Read time: 6 minutes that you’ll get back several times over as you write.

By Gayle Scroggs, PhD, PCC
Do you feel like you're spinning your dissertation wheels? When progress slows, it’s easy to start telling yourself stories like these I’ve heard from clients:
I’m beginning to wonder if I have the brains for a doctorate.
If only I had more discipline and willpower.
I can’t figure out how to do this.
In my experience, when ABD’s get stuck, it is never due to a lack of brain power or a work ethic.

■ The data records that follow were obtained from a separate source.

Issue #1815, opened 2016-07-24
Override config


Whoknowsit:
When starting with `-se`, the config.ini is used. However, i would like to have the ability to override all settings when starting, because currently, i can't seem to start multiple instances using different locations.

`nohup python runserver.py -l "Central Park, New York City, New York, USA" -se`

This fails, if `Location` in `Search_Settings` is empty. But if set, it doesn't allow me to override it.

abighairyspider:
i'd like to see this as well, currently the one way to run multiple instances with mysql is to have a folder of each instance.

confuzzledduck:
The full set of args is passed to parse_config() so it should be possible to check each element is None when reading in the config file. I'll have a fiddle and see if I can throw together a patch.

confuzzledduck:
Quick question: this would require removing some of the defaults from get_args() (as they will always automatically override the config.ini) or checking for None or the defaults when loading from config.ini. Which is preferable?

confuzzledduck:
First pass here: https://github.com/confuzzledduck/PokemonGo-Map/commit/809b0736ad53c3747db0115590f7c87e4f7d3f55

I have gone down the remove defaults route, but happy to change it if people prefer checking for defaults. I think the remove defaults route will require a change to the documentation as some of those settings are IP and port, but I will check this in the morning before submitting the pull request.

Whoknowsit:
Seems to work :)

chuyskywalker:
This one drives me nuts as well. CLI options should *definitely* take precedence over config file options.

confuzzledduck:
Re-implemented default for server and port if not specified on command line or in config file. Means there's no reason to change documentation or make it harder to get the server up and running: https://github.com/confuzzledduck/PokemonGo-Map/commit/b88a2ea14dea904b328450c09aa848714dad27c5

Whoknowsit:
```
# python runserver.py -l "Cologne, Germany" -L de -se
sqlite
2016-07-25 14:19:24,240 [     models] [   INFO] Connecting to local SQLLite database.
/usr/local/lib/python2.7/dist-packages/cffi/model.py:526: UserWarning: 'point_conversion_form_t' has no values explicitly defined; next version will refuse to guess which integer type it is meant to be (unsigned/signed, int/long)
  % self._get_c_name())
2016-07-25 14:19:26,909 [  runserver] [  ERROR] Could not get a position by name, aborting.
```

[...]

PR #1990, opened 2016-07-25
Ability to override config.ini settings with command line switches

confuzzledduck:
## Description
Allows user to specify that the config file should be used (-se) while allowing them to override specific settings therein on the command line at runtime.

## Motivation and Context
Makes spinning up multiple instances with just one difference (ie. a different location) easier by overriding just one element.  See https://github.com/AHAAAAAAA/PokemonGo-Map/issues/1815

## How Has This Been Tested?
Tested with various permutations of command line and config file settings on CentOS 7 implementation. Confirmed working by another (see ticket).

## Types of changes

## Checklist:

### DIFF
--- a/pogom/utils.py
+++ b/pogom/utils.py
@@ -112,24 +112,32 @@ def get_args():
 
     args = parse_db_config(args)
 
+    # Read settings from config.ini
     if (args.settings):
         args = parse_config(args)
-    else:
-        if args.only_server:
-            if args.location is None:
-                parser.print_usage()
-                print sys.argv[0] + ': error: arguments -l/--location is required'
-                sys.exit(1);
-        else:
-            if (args.username is None or args.location is None or args.step_limit is None):
-                parser.print_usage()
-                print sys.argv[0] + ': error: arguments -u/--username, -l/--location, -st/--step-limit are required'
-                sys.exit(1);
 
-            if config["PASSWORD"] is None and args.password is None:
-                config["PASSWORD"] = args.password = getpass.getpass()
-            elif args.password is None:
-                args.password = config["PASSWORD"]
+    # Apply defaults if not in config or on cmd line
+    if args.host is None:
+        args.host = '127.0.0.1'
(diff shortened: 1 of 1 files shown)


pogom/utils.py
```diff
@@ -37,19 +37,33 @@ def parse_config(args):
...
+    if args.no_gyms is None:
+        args.no_gyms = Config.getboolean('Search_Settings', 'Disable_Gyms')
+    if args.host is None:
+        args.host = Config.get('Misc', 'Host')
+    if args.port is None:
+        args.port = Config.get('Misc', 'Port')
+
+    if args.gmaps_key is None:
+        if Config.get('Misc', 'Google_Maps_API_Key'):
+            args.gmaps_key = Config.get('Misc', 'Google_Maps_API_Key')
```
efiku: I'm not 100% sure about this.
Why?
Because right now script uses  two sources to get data. 
Does We really need app with args and config.ini? 
What if it will be only  the one parameter called -c / --config config_file.ini
Example: 
```bash
sudo -H pip install --upgrade -r req....txt
cp config/config.ini.dist config/configMap_1.ini
vi config/configMap_1.ini  # customize  config for your map 
python ./run.py -c configMap_1.ini 
python ./run.py -c configMap_2.ini 
python ./run.py -c configMap_3.ini 

```
Probably BC's:
 * All :smile: 

Better change is to remove from code file *credentials.json.example*

confuzzledduck:
It's somewhat helpful to have one config file with username, password, etc. and then be able to spin up different locations from the command line. This helps greatly in case you want dynamically-created maps (from user requests, etc.).

I do agree that we should be able to specify a config file name on the command line. Even more so I also agree that there shouldn't be _yet another_ way to specify the gmaps_key (config/credentials.json).

confuzzledduck:
This appears to be superseded by https://github.com/AHAAAAAAA/PokemonGo-Map/pull/2021.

Those probably aren’t holding you back either.
Your academic ability brought you this far. And the fact that you still care about finishing indicates the problem probably isn’t ability or motivation.
Most likely you have lost traction.
When effort and skill stop producing forward movement, the instinct is to push harder. But that rarely works. Think about driving on ice or getting stuck in mud. When the wheels start spinning, pressing harder on the gas doesn’t solve the problem; the tires simply spin faster.
If you want the tires to grip again, you need to change the conditions. Likewise with a dissertation. Stop pressing harder and start looking for what is interfering with traction.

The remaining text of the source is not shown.